Please write out exactly the lines of the data below from the line holding "PR #161, opened 2019-05-10" through the line holding "Oracle requires 24", and leave out the rest.

########################################

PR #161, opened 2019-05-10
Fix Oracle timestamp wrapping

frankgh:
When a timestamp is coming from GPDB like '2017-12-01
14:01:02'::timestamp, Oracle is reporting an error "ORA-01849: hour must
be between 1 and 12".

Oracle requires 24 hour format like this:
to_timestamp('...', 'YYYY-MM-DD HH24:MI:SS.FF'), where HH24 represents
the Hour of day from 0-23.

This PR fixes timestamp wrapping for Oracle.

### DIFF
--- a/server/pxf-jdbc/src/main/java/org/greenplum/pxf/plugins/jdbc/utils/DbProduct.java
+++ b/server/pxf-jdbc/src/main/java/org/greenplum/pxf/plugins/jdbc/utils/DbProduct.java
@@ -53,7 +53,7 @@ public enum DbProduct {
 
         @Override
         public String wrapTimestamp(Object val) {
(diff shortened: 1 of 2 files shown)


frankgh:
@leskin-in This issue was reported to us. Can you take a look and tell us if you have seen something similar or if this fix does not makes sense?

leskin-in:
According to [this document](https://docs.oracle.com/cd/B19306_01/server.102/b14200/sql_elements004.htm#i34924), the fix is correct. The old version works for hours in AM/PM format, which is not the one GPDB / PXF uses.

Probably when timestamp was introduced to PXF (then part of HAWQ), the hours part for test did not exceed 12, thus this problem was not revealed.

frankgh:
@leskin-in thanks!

########################################

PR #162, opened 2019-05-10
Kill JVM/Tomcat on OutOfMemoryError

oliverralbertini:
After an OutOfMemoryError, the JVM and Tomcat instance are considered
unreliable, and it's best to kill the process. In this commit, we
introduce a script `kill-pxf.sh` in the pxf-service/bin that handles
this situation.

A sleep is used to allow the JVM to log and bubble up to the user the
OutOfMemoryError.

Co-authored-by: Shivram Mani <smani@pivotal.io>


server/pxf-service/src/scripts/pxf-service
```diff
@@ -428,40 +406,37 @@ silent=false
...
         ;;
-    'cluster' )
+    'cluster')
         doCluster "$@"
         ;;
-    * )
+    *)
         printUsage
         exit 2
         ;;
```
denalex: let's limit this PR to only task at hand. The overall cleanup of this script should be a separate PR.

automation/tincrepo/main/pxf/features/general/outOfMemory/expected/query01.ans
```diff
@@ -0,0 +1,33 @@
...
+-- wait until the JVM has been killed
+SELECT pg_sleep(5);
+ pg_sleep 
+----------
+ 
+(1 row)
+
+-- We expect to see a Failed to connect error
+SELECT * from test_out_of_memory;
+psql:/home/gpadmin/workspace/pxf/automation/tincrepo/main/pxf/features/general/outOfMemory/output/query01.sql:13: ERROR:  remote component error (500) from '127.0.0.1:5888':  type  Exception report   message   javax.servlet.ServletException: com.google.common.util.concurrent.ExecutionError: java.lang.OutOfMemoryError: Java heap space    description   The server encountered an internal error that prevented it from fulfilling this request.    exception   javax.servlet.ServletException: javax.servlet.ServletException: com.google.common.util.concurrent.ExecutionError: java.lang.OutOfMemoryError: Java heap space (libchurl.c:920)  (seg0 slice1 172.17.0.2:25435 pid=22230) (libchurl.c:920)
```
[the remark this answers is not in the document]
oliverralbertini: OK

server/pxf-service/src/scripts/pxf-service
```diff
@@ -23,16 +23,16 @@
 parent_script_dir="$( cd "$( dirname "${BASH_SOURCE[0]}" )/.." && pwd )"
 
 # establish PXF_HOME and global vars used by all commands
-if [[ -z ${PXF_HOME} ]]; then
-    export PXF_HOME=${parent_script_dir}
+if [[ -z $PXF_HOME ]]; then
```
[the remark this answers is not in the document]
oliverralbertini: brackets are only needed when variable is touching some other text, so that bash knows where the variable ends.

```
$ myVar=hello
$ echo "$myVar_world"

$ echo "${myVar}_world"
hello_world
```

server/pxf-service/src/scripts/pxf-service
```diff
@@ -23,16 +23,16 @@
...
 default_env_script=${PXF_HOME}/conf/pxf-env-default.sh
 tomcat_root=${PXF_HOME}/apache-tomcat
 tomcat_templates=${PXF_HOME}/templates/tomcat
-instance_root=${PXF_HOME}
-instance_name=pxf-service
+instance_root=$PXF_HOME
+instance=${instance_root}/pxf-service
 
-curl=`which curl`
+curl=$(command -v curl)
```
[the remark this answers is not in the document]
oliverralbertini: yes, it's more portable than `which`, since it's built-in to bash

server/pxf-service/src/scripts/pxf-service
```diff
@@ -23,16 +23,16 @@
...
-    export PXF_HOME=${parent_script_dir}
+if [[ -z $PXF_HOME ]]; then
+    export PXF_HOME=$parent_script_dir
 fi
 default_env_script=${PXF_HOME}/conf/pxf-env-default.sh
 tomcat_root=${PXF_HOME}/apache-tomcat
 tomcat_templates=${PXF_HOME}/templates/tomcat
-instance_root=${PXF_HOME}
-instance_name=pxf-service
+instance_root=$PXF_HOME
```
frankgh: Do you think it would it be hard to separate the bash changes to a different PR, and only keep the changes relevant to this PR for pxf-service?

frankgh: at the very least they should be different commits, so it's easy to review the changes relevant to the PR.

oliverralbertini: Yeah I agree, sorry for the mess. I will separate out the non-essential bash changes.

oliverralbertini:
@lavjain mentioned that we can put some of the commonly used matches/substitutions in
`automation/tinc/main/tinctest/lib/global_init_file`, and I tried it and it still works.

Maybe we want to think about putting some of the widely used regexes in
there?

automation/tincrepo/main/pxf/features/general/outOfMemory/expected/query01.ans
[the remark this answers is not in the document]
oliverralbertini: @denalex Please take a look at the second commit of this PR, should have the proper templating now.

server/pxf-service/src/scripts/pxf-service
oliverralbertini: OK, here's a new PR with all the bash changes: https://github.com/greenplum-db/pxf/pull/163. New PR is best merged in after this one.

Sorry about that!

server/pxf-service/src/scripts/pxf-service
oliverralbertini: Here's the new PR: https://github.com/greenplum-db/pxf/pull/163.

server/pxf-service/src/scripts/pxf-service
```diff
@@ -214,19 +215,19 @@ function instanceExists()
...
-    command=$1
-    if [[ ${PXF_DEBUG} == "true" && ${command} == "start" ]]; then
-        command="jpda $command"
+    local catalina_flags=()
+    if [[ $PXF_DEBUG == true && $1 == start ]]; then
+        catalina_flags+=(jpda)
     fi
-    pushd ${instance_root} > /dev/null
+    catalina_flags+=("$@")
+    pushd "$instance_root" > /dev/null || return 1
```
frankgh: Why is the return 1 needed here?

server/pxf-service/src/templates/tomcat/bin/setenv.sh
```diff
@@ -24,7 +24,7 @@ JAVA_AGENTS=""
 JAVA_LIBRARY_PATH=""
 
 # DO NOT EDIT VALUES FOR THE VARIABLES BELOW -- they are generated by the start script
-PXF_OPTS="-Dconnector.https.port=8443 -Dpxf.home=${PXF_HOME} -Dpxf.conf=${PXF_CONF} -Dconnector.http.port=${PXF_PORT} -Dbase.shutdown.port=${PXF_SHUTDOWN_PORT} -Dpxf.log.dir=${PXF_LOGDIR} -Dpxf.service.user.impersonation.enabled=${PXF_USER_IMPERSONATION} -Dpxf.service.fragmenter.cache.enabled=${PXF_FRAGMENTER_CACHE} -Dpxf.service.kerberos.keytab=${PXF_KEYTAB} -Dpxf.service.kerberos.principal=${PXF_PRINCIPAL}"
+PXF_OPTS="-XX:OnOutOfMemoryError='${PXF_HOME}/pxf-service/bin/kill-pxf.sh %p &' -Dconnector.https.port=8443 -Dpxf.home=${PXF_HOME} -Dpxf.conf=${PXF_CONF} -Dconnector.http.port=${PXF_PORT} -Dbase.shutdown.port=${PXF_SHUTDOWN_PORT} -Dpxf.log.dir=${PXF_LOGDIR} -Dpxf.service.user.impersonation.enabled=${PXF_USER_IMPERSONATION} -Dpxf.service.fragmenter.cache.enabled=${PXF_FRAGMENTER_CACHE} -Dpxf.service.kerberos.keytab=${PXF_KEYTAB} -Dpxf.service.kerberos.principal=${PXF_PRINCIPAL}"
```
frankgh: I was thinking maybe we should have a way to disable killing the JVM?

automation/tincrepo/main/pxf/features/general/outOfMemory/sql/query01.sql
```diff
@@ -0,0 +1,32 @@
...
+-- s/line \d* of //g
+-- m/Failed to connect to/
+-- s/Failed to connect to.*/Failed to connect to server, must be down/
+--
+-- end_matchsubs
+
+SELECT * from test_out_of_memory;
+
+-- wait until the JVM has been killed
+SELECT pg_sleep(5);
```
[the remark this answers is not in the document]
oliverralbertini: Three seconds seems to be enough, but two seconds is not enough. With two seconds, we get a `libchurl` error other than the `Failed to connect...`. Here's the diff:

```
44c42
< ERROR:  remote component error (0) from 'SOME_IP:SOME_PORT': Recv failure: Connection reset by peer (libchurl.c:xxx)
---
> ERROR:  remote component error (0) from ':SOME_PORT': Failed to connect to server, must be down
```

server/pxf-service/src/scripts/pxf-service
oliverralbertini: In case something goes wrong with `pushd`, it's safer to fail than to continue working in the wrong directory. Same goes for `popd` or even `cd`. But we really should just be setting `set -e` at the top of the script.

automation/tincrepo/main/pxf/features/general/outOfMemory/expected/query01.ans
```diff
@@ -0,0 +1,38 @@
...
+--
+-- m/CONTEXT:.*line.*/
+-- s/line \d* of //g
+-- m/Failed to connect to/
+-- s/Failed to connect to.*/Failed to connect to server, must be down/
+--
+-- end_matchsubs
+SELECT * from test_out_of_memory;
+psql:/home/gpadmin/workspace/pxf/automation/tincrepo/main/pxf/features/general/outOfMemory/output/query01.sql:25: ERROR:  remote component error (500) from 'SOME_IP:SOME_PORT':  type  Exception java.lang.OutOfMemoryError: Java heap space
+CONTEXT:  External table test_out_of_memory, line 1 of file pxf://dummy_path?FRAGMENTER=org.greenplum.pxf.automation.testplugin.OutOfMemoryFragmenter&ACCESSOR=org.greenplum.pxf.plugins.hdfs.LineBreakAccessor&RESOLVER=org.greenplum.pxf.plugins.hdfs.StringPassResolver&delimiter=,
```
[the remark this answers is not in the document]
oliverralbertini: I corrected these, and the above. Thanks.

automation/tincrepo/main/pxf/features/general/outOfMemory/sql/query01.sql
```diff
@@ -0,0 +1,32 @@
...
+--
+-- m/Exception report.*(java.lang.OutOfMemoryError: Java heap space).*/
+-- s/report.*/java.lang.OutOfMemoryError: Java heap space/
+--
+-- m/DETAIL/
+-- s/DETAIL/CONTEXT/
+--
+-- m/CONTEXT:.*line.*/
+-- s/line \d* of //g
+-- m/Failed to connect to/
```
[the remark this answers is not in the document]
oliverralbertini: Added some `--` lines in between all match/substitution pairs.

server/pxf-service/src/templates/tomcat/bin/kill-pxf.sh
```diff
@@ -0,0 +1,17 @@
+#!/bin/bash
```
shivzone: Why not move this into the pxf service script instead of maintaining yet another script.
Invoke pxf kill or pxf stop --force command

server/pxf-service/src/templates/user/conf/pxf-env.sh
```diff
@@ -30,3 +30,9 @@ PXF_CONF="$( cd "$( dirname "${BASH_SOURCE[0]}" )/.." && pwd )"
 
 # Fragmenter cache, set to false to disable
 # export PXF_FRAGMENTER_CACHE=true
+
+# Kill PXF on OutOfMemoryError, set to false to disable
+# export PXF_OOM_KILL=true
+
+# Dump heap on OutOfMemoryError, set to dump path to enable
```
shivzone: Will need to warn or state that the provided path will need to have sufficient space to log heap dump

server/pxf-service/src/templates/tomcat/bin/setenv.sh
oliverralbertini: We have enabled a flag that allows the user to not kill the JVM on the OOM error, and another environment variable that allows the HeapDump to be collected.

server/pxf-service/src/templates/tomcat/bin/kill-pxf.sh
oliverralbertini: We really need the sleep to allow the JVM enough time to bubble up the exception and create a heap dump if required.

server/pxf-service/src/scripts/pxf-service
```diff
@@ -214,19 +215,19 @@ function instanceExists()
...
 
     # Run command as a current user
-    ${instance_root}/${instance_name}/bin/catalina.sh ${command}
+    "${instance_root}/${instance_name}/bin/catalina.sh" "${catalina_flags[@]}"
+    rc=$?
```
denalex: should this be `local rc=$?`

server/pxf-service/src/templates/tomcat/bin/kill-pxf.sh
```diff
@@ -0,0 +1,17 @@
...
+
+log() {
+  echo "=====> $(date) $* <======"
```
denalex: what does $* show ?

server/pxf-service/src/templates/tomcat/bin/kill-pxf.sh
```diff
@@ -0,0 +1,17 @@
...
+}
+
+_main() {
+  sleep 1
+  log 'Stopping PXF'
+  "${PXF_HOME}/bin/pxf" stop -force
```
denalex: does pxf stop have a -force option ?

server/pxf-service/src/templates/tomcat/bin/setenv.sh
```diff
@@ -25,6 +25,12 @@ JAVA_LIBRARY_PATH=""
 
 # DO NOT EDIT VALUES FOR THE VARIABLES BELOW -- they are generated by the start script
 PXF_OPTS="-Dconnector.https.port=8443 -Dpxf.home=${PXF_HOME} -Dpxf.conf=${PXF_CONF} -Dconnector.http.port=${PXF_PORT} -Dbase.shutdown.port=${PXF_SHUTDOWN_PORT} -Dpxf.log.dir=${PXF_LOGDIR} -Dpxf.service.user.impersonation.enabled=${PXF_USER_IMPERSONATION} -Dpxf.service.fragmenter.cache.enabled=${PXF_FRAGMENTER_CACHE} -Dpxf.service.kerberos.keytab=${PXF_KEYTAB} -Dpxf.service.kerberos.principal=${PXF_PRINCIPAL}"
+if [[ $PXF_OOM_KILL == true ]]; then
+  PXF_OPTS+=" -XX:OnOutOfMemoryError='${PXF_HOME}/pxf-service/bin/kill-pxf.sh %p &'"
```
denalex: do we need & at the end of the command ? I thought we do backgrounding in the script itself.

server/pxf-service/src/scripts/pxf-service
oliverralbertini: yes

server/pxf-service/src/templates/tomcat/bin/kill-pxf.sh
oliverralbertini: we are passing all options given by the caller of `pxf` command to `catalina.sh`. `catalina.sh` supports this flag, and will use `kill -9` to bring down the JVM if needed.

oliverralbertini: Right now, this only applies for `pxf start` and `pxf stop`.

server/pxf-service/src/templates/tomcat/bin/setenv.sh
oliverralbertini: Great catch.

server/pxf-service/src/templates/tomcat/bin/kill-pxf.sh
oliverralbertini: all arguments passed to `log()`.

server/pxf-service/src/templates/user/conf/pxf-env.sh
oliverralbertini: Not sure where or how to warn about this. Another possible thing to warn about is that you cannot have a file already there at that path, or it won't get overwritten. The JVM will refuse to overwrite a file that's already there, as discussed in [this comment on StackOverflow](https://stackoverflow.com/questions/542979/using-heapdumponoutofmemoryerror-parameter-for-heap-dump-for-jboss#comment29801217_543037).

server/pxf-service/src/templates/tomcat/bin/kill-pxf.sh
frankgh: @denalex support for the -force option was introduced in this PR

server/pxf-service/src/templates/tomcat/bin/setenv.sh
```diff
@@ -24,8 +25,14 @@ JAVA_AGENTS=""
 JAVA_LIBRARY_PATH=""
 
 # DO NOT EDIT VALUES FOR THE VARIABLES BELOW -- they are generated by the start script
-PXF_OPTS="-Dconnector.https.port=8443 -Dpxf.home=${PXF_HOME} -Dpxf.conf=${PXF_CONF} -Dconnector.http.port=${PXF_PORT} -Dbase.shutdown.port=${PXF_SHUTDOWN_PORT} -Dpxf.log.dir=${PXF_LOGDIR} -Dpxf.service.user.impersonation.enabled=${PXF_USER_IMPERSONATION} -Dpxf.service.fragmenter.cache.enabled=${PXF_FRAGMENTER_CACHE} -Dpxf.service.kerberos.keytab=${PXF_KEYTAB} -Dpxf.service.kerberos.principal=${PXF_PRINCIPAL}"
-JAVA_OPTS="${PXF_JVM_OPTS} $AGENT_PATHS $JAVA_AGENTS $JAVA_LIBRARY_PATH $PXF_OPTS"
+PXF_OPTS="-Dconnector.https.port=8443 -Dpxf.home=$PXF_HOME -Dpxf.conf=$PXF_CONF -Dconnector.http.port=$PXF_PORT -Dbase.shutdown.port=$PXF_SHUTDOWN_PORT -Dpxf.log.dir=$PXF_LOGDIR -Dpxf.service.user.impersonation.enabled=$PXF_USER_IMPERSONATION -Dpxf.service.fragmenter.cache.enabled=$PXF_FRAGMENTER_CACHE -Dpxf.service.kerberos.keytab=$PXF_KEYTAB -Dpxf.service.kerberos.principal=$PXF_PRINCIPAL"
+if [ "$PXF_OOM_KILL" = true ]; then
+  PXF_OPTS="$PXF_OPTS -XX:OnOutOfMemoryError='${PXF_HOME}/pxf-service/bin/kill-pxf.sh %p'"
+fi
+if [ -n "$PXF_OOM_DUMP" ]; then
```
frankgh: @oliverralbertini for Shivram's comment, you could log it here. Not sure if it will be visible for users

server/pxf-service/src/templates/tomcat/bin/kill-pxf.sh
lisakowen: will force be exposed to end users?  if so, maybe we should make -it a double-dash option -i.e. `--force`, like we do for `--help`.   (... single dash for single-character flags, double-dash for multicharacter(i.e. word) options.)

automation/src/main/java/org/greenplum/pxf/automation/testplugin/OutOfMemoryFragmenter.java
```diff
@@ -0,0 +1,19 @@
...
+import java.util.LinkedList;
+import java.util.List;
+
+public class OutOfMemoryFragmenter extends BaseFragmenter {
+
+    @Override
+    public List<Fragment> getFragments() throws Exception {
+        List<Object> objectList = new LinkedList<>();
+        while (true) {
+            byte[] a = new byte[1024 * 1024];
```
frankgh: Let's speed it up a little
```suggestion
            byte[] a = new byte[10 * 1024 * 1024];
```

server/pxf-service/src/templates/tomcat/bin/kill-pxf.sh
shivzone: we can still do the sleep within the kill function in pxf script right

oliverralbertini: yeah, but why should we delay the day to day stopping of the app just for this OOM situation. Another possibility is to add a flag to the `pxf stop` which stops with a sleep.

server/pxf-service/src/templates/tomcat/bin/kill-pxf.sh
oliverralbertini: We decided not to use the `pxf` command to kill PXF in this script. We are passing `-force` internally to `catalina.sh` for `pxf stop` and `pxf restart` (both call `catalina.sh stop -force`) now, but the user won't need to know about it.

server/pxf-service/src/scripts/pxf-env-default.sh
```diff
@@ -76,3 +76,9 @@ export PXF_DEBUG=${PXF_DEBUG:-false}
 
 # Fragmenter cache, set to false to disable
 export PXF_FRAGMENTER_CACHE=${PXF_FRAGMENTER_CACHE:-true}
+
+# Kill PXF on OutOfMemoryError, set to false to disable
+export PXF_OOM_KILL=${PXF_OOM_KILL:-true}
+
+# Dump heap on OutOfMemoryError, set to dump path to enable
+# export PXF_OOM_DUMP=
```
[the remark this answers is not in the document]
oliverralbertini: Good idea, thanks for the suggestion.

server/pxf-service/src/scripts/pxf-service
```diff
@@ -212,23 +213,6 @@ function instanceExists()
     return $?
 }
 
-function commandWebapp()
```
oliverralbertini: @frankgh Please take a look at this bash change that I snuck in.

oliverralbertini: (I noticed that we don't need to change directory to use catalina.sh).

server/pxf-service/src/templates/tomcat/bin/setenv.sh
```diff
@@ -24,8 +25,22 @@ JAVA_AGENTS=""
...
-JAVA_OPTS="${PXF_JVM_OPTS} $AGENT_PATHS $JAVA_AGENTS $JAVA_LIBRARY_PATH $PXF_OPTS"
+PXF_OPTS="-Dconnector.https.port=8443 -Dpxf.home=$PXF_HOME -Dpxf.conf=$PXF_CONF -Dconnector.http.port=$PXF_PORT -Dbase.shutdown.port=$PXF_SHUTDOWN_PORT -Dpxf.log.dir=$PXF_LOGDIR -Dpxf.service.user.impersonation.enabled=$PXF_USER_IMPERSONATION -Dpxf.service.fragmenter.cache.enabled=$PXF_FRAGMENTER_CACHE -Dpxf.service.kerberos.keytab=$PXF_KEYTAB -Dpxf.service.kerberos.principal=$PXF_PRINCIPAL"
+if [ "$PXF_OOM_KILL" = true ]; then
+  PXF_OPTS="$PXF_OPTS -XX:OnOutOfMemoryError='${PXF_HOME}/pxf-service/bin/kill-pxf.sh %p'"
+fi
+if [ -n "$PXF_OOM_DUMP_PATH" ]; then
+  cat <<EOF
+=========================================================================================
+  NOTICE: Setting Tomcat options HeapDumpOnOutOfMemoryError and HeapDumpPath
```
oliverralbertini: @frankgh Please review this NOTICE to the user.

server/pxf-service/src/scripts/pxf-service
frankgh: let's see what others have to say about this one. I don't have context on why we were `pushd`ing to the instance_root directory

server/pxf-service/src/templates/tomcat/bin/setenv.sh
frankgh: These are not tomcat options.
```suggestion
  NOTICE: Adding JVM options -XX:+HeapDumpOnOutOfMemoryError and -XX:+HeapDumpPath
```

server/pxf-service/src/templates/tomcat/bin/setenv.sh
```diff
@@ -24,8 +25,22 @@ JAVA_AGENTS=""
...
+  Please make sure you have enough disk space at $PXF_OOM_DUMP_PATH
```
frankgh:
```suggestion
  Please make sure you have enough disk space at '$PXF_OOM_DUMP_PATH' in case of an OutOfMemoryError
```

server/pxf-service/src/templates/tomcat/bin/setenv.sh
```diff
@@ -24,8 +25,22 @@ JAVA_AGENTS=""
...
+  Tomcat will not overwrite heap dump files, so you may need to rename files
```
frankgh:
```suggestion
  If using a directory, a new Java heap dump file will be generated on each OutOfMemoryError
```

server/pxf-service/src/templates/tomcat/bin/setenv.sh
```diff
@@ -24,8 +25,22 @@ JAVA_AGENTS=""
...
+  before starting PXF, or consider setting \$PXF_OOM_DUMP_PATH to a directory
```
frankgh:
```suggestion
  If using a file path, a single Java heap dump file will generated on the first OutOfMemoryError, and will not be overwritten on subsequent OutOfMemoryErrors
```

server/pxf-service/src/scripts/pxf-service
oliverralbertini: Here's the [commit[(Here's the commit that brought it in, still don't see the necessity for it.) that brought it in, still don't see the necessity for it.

########################################

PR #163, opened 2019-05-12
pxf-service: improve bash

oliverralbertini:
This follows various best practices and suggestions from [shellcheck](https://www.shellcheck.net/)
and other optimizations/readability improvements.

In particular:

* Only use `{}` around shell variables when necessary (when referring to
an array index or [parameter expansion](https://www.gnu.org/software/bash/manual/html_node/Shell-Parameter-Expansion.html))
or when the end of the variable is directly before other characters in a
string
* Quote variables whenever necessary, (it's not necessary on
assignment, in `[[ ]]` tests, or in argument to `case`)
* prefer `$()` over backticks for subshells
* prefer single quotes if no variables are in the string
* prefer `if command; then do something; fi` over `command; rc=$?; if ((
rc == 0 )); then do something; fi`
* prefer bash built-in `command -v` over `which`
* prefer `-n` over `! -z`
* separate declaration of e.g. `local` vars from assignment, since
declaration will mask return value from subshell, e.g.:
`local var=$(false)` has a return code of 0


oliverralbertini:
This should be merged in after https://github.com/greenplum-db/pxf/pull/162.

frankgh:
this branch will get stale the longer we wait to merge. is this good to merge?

########################################

Your solution:
PR #161, opened 2019-05-10
Fix Oracle timestamp wrapping

frankgh:
When a timestamp is coming from GPDB like '2017-12-01
14:01:02'::timestamp, Oracle is reporting an error "ORA-01849: hour must
be between 1 and 12".

Oracle requires 24 hour format like this:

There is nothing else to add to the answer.